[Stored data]
----------

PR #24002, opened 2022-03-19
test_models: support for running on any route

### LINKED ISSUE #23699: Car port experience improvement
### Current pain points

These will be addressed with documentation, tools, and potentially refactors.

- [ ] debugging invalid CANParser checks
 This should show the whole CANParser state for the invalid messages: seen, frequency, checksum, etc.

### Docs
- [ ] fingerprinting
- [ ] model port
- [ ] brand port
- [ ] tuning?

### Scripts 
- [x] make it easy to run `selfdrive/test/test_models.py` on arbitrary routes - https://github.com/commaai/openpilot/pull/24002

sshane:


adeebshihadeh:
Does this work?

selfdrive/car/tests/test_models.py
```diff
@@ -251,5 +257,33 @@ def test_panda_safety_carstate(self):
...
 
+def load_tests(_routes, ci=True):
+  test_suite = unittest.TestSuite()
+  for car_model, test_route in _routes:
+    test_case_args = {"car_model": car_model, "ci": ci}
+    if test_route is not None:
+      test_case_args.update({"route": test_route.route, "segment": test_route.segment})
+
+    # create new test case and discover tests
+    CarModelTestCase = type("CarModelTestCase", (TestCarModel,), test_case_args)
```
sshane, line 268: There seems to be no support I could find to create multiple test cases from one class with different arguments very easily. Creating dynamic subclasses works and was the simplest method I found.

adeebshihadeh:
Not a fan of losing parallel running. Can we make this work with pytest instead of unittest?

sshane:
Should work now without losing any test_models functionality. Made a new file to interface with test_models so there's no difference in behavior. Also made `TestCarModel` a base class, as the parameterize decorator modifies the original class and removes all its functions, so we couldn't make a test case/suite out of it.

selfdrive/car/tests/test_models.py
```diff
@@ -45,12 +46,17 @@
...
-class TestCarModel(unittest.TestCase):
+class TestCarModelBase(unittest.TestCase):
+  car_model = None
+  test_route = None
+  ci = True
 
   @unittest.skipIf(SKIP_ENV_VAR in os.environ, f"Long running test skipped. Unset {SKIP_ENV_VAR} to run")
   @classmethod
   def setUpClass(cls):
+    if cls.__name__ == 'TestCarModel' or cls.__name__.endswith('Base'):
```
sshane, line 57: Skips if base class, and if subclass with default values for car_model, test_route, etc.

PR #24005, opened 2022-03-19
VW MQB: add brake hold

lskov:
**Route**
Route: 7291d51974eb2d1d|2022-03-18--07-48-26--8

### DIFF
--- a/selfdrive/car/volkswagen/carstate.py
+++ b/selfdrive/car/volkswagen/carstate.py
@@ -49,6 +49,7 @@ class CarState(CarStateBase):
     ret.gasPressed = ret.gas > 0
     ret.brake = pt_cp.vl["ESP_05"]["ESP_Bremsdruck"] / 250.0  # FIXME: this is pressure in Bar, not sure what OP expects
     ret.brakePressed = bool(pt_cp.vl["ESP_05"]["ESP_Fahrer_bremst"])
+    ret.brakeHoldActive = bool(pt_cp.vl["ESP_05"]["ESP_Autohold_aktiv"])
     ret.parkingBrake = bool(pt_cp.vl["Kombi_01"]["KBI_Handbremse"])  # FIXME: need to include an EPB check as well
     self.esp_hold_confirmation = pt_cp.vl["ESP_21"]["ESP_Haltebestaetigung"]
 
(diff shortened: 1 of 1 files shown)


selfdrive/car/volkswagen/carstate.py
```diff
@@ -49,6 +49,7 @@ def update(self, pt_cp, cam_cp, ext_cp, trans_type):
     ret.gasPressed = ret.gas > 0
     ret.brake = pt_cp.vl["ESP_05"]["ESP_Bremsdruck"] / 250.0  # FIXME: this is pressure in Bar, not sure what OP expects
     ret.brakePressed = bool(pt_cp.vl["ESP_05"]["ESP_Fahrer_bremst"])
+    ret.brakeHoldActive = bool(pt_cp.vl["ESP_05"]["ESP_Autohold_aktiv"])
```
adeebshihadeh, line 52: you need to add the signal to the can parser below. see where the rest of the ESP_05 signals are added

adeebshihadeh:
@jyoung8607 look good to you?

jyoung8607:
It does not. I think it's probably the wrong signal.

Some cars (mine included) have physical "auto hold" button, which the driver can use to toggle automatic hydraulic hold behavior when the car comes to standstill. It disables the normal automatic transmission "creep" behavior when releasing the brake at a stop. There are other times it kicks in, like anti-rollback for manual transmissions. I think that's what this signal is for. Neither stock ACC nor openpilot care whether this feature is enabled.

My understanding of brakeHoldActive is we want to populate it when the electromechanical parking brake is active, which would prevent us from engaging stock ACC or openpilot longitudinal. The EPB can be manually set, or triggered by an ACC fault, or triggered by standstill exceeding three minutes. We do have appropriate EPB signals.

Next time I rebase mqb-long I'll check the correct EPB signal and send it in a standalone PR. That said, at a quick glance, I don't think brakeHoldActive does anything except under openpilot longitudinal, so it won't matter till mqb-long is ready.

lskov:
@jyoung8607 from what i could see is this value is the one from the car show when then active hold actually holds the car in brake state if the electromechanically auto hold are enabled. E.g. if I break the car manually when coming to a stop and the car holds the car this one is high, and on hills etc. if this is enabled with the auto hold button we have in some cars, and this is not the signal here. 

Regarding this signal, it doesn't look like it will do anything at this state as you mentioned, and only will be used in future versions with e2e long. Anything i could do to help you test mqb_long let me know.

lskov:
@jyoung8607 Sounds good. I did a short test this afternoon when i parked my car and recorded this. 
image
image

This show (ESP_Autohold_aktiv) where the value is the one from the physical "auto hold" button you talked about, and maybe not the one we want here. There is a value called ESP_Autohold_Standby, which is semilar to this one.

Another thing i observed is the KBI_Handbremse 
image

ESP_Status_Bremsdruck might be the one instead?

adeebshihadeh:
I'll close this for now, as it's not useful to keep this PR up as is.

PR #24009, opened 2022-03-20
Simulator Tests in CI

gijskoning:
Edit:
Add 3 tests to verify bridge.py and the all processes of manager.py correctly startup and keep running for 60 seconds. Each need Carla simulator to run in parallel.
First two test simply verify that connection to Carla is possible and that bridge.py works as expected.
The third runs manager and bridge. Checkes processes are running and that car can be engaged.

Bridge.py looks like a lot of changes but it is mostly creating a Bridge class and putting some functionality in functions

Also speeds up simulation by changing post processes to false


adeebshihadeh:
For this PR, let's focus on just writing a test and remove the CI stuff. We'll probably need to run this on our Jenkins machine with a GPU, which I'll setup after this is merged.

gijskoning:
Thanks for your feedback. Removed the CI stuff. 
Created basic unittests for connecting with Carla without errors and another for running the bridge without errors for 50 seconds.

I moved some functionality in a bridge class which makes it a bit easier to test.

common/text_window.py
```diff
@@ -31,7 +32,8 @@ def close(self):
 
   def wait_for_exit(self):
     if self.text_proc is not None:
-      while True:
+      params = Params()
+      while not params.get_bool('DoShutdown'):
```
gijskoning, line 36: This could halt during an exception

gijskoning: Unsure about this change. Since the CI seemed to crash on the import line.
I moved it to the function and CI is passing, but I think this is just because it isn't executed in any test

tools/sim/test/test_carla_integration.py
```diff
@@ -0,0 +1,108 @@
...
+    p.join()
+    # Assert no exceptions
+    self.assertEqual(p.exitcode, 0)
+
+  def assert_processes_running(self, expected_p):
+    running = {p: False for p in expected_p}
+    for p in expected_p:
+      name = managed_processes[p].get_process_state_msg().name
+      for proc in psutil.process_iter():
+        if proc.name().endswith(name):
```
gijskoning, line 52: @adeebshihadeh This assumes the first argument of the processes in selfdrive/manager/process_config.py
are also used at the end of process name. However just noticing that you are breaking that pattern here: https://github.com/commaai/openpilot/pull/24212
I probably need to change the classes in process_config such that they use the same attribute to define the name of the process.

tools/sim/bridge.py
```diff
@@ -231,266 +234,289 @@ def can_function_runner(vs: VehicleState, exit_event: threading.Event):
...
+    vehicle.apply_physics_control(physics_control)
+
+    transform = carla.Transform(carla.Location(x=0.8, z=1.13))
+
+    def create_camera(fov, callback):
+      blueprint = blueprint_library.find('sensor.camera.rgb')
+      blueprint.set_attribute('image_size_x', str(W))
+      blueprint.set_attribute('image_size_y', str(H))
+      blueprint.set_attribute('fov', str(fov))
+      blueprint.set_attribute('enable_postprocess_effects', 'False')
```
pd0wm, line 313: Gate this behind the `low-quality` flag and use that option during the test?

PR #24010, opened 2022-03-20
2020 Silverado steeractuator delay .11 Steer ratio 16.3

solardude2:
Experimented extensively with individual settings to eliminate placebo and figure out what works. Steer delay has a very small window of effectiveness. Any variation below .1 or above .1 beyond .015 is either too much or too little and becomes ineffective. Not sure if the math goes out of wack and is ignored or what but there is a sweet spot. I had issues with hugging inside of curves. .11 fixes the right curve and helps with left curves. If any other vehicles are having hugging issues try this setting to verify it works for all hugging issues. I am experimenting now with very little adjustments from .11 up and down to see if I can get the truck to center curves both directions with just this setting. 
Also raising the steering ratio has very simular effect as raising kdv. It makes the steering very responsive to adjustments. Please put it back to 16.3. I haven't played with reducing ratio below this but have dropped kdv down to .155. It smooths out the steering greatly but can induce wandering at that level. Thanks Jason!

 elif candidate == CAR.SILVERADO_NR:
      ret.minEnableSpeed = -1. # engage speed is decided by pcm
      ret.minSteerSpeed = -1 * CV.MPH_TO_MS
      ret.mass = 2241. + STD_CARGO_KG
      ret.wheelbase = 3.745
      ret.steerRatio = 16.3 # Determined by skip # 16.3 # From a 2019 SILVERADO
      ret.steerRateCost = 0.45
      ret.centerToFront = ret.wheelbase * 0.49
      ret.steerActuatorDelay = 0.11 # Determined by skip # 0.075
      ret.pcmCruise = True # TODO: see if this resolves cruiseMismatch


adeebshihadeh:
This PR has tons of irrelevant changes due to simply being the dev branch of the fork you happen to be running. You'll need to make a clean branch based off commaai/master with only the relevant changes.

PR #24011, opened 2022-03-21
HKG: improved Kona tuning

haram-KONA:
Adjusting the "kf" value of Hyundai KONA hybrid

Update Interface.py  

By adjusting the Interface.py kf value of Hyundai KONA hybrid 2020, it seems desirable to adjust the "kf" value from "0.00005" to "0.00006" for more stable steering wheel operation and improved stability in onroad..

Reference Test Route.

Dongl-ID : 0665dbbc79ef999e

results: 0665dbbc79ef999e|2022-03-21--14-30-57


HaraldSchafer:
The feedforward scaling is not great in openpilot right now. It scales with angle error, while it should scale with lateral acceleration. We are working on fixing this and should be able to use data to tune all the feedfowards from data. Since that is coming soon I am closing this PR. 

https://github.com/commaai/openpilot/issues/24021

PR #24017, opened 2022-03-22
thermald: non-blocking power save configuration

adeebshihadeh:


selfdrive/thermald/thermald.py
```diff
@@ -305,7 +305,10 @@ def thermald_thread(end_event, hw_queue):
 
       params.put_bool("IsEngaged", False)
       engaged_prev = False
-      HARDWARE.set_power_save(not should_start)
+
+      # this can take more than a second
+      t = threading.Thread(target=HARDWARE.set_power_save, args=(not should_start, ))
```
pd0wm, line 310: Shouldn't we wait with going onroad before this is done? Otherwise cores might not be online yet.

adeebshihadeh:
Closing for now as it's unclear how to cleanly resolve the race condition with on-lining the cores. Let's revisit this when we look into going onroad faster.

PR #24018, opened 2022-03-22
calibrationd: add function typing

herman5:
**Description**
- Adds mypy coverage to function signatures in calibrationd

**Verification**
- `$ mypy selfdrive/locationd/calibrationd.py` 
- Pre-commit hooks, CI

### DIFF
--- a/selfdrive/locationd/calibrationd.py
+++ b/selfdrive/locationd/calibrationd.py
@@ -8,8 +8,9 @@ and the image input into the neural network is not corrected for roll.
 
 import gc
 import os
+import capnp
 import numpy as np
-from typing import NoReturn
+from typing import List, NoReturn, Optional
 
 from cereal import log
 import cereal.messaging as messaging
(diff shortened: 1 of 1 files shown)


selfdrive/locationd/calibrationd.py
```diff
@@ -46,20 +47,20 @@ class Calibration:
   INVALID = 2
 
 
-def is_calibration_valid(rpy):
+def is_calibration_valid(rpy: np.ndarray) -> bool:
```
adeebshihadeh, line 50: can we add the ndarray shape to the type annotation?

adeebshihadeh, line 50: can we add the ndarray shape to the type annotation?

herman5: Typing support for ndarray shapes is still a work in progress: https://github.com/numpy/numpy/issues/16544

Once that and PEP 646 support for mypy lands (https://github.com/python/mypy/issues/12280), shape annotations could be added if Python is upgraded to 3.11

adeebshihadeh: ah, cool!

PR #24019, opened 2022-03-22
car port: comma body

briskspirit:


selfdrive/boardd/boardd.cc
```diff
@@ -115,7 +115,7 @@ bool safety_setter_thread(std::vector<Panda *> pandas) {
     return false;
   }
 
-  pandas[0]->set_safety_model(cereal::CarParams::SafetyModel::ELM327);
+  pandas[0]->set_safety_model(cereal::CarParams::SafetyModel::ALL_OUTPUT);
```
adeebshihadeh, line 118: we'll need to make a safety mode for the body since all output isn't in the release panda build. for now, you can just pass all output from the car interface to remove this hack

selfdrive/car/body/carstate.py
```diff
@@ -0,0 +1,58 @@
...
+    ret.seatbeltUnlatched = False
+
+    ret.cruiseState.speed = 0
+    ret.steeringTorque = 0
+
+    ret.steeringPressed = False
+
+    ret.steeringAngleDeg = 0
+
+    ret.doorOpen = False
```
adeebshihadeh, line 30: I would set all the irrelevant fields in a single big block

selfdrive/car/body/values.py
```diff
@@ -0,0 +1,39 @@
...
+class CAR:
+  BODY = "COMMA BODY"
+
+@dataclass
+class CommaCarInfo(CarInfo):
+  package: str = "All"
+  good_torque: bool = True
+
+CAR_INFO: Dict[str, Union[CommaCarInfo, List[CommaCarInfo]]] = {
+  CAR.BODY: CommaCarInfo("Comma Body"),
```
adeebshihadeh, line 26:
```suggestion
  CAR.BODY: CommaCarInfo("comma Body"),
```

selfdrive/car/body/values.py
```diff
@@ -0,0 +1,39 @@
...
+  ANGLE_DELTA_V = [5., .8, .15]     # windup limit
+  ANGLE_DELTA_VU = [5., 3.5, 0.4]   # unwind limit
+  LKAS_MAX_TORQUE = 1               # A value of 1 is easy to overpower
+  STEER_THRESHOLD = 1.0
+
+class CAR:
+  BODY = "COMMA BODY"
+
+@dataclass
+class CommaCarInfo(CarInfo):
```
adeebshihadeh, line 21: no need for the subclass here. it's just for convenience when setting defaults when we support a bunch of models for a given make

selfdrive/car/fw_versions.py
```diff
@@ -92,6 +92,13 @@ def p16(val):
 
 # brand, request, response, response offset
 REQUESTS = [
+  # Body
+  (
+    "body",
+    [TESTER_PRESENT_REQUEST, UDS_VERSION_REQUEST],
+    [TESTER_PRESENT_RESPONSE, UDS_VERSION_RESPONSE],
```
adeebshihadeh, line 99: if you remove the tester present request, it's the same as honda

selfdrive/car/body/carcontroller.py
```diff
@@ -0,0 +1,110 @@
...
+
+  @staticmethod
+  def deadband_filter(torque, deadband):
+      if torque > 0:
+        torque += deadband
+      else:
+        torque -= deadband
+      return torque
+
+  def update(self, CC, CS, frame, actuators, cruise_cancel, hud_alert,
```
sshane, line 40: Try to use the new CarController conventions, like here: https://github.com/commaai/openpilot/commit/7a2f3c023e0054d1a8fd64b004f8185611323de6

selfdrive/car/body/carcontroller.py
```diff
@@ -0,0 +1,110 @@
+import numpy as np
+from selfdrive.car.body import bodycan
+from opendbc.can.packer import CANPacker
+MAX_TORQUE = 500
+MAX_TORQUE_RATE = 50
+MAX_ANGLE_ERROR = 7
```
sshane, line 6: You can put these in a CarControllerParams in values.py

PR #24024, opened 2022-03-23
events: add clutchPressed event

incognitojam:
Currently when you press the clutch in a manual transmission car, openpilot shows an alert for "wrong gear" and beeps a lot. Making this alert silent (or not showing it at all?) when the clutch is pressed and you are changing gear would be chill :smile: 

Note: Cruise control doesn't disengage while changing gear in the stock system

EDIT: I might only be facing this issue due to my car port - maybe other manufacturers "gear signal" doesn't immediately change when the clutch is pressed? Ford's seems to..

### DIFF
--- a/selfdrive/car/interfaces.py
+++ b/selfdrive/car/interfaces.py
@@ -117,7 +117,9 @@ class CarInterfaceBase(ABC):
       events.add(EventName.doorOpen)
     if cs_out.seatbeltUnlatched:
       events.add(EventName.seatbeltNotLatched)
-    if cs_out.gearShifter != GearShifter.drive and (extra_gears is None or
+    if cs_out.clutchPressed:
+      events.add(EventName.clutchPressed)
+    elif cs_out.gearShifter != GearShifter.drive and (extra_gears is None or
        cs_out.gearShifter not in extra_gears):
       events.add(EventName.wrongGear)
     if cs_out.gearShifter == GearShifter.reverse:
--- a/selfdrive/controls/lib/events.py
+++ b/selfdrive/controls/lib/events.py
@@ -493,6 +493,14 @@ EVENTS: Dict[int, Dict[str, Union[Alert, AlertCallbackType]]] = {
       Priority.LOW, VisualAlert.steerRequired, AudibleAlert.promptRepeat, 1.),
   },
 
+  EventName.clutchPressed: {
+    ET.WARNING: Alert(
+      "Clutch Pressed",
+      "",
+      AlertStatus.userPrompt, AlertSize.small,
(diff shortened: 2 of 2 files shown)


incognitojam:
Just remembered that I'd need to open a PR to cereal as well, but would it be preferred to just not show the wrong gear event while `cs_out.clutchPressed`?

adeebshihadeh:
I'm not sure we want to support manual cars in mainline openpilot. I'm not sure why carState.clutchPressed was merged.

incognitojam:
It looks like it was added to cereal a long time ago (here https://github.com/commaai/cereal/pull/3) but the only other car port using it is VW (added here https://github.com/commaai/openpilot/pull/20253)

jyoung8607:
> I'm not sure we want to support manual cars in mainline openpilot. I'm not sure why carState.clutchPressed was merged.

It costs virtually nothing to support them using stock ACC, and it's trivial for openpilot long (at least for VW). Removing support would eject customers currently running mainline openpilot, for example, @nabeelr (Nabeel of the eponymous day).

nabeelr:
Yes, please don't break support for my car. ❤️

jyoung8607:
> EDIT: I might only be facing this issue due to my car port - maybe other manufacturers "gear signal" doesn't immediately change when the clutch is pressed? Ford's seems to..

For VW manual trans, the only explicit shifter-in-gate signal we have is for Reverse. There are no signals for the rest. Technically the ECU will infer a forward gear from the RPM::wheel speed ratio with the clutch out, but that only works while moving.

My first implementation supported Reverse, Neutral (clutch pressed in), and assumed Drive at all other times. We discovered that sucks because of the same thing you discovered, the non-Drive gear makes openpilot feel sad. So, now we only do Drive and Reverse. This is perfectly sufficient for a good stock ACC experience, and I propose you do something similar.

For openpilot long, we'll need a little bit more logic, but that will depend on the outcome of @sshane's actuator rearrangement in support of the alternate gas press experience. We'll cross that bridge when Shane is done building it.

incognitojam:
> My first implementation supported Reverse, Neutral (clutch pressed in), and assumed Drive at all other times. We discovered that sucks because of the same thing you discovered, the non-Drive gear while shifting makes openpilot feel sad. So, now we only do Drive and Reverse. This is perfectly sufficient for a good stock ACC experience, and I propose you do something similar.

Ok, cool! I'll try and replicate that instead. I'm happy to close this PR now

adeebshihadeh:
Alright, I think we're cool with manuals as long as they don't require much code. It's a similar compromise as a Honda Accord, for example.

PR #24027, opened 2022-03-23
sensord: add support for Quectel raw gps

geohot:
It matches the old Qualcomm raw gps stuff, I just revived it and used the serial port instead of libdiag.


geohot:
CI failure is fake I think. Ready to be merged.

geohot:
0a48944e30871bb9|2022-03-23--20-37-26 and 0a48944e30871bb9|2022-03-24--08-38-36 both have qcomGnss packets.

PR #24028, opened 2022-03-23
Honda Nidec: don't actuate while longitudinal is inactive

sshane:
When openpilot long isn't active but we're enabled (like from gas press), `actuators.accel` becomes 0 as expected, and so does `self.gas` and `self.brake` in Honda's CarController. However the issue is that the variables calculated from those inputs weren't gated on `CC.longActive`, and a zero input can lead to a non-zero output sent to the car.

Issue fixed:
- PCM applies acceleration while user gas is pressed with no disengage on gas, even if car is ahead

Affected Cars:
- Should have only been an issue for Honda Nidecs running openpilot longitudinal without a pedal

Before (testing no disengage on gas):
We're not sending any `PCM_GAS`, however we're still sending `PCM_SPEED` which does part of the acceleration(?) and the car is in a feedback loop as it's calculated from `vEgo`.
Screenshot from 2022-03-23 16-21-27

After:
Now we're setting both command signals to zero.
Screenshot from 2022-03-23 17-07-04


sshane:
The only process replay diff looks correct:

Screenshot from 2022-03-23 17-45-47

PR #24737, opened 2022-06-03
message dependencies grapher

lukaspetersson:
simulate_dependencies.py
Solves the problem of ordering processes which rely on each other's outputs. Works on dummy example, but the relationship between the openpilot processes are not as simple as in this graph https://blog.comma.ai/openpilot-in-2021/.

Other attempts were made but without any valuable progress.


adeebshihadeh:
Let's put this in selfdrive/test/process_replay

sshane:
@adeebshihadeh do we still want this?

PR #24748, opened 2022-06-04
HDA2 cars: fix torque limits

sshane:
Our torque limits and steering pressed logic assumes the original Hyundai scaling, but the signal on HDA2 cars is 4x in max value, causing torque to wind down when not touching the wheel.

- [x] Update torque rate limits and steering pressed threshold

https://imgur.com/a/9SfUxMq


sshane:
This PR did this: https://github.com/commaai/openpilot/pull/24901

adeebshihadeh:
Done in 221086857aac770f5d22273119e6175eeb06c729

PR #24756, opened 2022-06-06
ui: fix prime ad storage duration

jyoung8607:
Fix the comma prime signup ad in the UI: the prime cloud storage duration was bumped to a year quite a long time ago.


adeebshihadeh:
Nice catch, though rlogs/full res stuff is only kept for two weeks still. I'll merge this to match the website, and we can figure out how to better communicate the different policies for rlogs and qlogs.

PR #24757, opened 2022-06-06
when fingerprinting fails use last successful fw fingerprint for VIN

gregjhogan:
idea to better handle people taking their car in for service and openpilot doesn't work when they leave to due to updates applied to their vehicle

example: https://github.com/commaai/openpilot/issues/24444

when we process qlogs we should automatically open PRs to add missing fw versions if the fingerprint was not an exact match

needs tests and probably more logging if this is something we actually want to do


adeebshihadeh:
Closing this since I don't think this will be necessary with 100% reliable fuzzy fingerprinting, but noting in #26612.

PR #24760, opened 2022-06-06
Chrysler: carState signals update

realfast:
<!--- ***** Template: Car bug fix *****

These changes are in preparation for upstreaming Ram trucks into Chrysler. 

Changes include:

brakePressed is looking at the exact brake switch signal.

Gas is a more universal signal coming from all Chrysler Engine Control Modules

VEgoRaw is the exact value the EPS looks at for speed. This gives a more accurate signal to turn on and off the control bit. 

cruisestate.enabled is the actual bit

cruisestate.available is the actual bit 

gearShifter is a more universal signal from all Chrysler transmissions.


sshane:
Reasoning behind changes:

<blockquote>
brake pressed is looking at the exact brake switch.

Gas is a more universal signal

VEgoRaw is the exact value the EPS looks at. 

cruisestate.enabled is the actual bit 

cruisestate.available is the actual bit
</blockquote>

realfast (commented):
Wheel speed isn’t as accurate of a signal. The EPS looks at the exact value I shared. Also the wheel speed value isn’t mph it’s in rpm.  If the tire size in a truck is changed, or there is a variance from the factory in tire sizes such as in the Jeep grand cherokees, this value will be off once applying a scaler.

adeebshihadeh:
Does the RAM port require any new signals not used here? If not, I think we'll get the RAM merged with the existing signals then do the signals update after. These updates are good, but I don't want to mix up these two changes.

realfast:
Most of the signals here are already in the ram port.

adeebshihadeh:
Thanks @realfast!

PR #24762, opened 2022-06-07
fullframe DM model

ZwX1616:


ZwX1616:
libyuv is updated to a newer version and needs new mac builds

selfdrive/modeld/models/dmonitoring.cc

----------

§ What is needed
Wherever the word "duration" appears in a line of the data above, copy that line.

§ The answer
ui: fix prime ad storage duration
Fix the comma prime signup ad in the UI: the prime cloud storage duration was bumped to a year quite a long time ago.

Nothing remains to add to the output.